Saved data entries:

****************

PR #5777, opened 2025-09-25
Split Tailwind utility functions out to a shared package

webfiltered:
## Summary

Split tailwind utils out to a shared package within the monorepo.

## Changes

- Creates `@comfyorg/tailwind-utils` package
- Does not require export, publishing, etc
- Uses `export` to ensure this change does not impact other PRs (many imports to update)
  - If we _want_ to update all imports, there are two commits ready to be re-applied
  - e.g. `git revert 80960c2a82c0d1ac06eee1bb83ac333216b2b376`

## Review Focus

- Is this pattern desirable?
- Should we just include this in a broader design-system split?  I kind of vote yes, but also it's a good small, first step.

┆Issue is synchronized with this [Notion page](https://www.notion.so/PR-5777-Split-Tailwind-utility-functions-out-to-a-shared-package-2796d73d3650815f976fc73b4fb86ef3) by [Unito](https://www.unito.io)


packages/tailwind-utils/tsconfig.json
```diff
@@ -0,0 +1,9 @@
+{
+  "extends": "../../tsconfig.json",
+  "compilerOptions": {
+    "rootDir": "src",
+    "outDir": "dist"
+  },
+  "include": ["src/**/*"],
+  "exclude": ["node_modules", "dist"]
```
DrJKL: You shouldn't need to exclude these unless you have a broad scope in include.

DrJKL (dismissed):
I support this, yes 👍🏻 

I would want to do the imports migration and removing `src/utils/tailwindUtil.ts` at some point in the future.

packages/tailwind-utils/tsconfig.json
webfiltered: It needed more stuff.  It's just too skinny for a tsconfig.

... fixed in bec0d2726ae6a65c92867510268de8fe5fab8bdf

DrJKL: The other option would be to keep exclude and let include default to `**/*`, but that doesn't make it any thiccer

webfiltered: frog-bonk

DrJKL (approved):

christian-byrne (approved):

christian-byrne:
Cool

PR #5778, opened 2025-09-25
Vue custom widgets

Myestery:
This pull request introduces a new abstraction for audio widget creation, implements a Vue-specific audio widget factory, and adds a store for managing widget serialization. These changes lay the foundation for a more modular and consistent approach to handling audio widgets in both Vue and LiteGraph environments, and enable proper workflow saving/loading for audio-related widgets.

**Audio Widget Factory Abstraction**

* Added the `AudioWidgetFactory` interface in `AudioWidgetFactory.ts`, defining a consistent API for creating audio widgets and lifecycle hooks, making it easier to support multiple UI frameworks.

**Vue Implementation**

* Implemented `VueAudioWidgetFactory` in `VueAudioWidgetFactory.ts`, providing Vue-compatible audio widget creation, placeholder widgets, and serialization support for audio playback, upload, and recording widgets.
* Added hooks in `VueAudioWidgetFactory` for node definition registration, output updates, and node creation, including integration with an audio service and dynamic widget value updates.

**Widget Serialization Support**

* Introduced the `vueWidgetSerializationStore` in `vueWidgetSerializationStore.ts`, allowing Vue components to register serialization handlers for widgets, enabling proper workflow saving/loading and bridging communication between Vue and LiteGraph widgets.

┆Issue is synchronized with this [Notion page](https://www.notion.so/PR-5778-Vue-custom-widgets-2796d73d36508126b78edb127b2c1126) by [Unito](https://www.unito.io)

### DIFF
--- a/src/extensions/core/factories/AudioWidgetFactory.ts
+++ b/src/extensions/core/factories/AudioWidgetFactory.ts
@@ -1,0 +1,44 @@
+/**
+ * Factory interface for creating audio widgets
+ * Provides consistent API for both Vue and LiteGraph implementations
+ */
+import type { LGraphNode } from '@/lib/litegraph/src/litegraph'
+import type { IBaseWidget } from '@/lib/litegraph/src/types/widgets'
+
+export interface WidgetCreationResult {
+  widget: IBaseWidget
+  minWidth?: number
+  minHeight?: number
+}
+
+export interface AudioWidgetFactory {
+  /**
+   * Creates an AUDIO_UI widget for audio playback/preview
+   */
+  createAudioUI(node: LGraphNode, inputName: string): WidgetCreationResult
+
+  /**
+   * Creates an AUDIOUPLOAD widget for file uploads
+   */
+  createAudioUpload(node: LGraphNode, inputName: string): WidgetCreationResult
+
+  /**
+   * Creates an AUDIO_RECORD widget for audio recording
+   */
+  createAudioRecord(node: LGraphNode, inputName: string): WidgetCreationResult
+
+  /**
+   * Hook called before registering node definitions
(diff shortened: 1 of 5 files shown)


christian-byrne (commented):
If we added these requirements, would the implementation change?

- Do not need to serialize runtime-generated widgets (AUDIO_UI and upload button)
- When vue nodes are disabled, we can just skip the logic in `uploadAudio.ts` entirely
- We can centralize all logic in the new AudioWidget vue components, so most of the current hooks would not be needed

In general for Vue/Litegraph dual system, I like the approach of having factories that both implement the same interface, but just asking these questions.

Myestery:
> If we added these requirements, would the implementation change?
> 
> * Do not need to serialize runtime-generated widgets (AUDIO_UI and upload button)
> * When vue nodes are disabled, we can just skip the logic in `uploadAudio.ts` entirely
> * We can centralize all logic in the new AudioWidget vue components, so most of the current hooks would not be needed
> 
> In general for Vue/Litegraph dual system, I like the approach of having factories that both implement the same interface, but just asking these questions.

Issue with point 2
Backward compatibility: If we have a workflow with Audio UI, we need to find a way to display it.
Also we need to be able to use the inputs and outputs of that old workflow so this means we have to support the concept of audioUI

christian-byrne:
But Audio UI is just a UI concept. The actual value is just the filename which is in the singular widget we are keeping.

Myestery:
> But Audio UI is just a UI concept. The actual value is just the filename which is in the singular widget we are keeping.

This makes sense since all we need essentially is the serializa function and the rest is UI
We can identify that from the node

****************

§ **Description of the task**: Work through the entries, filtering for the string "LGraphNode", and copy each line that holds it.

§ **Task output**:
+import type { LGraphNode } from '@/lib/litegraph/src/litegraph'
+  createAudioUI(node: LGraphNode, inputName: string): WidgetCreationResult
+  createAudioUpload(node: LGraphNode, inputName: string): WidgetCreationResult
+  createAudioRecord(node: LGraphNode, inputName: string): WidgetCreationResult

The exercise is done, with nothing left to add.